What confounds the discourse is attributing male superiority to our cultural DNA when fact is an eco-system has been created to foster an old construct for easier acceptance. A study conducted in the US on alcoholism may be cited here to explain the context. The alcohol industry there had funded research to deny the relationship between alcohol and violence and instead blamed “masculinity” and “cultures of drinking.” But the study uncovered strong evidence that the density of liquor shops in a given geographic area increased the local rate of domestic violence and recommended that  any serious framework for preventing violence against women would have to address alcohol availability as well as sexist mindsets. In other words, such a mindset is being engendered by systematic and selective blanking out of existing narratives and pushing convenient ones with brute force.

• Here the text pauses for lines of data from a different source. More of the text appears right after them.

PR #416, opened 2025-02-13
Wireless, Networking Support for Pico W, Pico 2 W

chrisib:
## New features

- configurable wifi connection via `experimental_config` -- works as access point or as client
- experimental Open Sound Control and HTTP server implementations
- NTP usable as a realtime clock source
- adds `StringConfigPoint` as a new type for configuration

Wifi connection is configured automatically when `europi.py` is imported. Connection information available via `europ.wifi_connection`.  Generally it should not be necessary for users to handle anything beyond entering the SSID and password into `config/ExperimentalConfig.json`

## New `contrib` scripts

- `http_control` -- uses a basic HTTP server with POST callbacks to control CV1-6
- `osc_control` -- uses OSC over UDP to control CV1-6

## New `desktop` scripts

The problem with this approach in our society is that we have still not begun to respect women’s rights as evolutionary but as an imposition of grace by a male order. We have not been able to pass the Women’s Reservation Bill at a time when it was required to ensure proportional representation that would ensure inclusive participation and policy-making, not even now when a flurry of other Bills have made the cut. All women and child-friendly schemes of the government are bestowed rather than earned. The very act of “empowerment” assigns the agency to an external power of dole rather than claiming rights. And with so much muscularity of purpose on display, embracing the virtues and strength of femininity as a man upsets operable binaries. If reason, counsel and civility are now emaciating characteristics, then the idea of power automatically gets slotted in the privileged domain of a raw, hunter-gatherer masculinity. The otherness gets lumped in baskets of minorityism, liberalism or feminism. Of these, feminism is the easiest to target as the tide of opinion still favours men. Generations of women in India have worked tirelessly to rebalance the equation between sexes, often mistakenly acquiring masculine qualities and benchmarks to do so. Now they have a far tougher political context of endowment to battle, one where humaneness is predicated on the dehumanisation of others.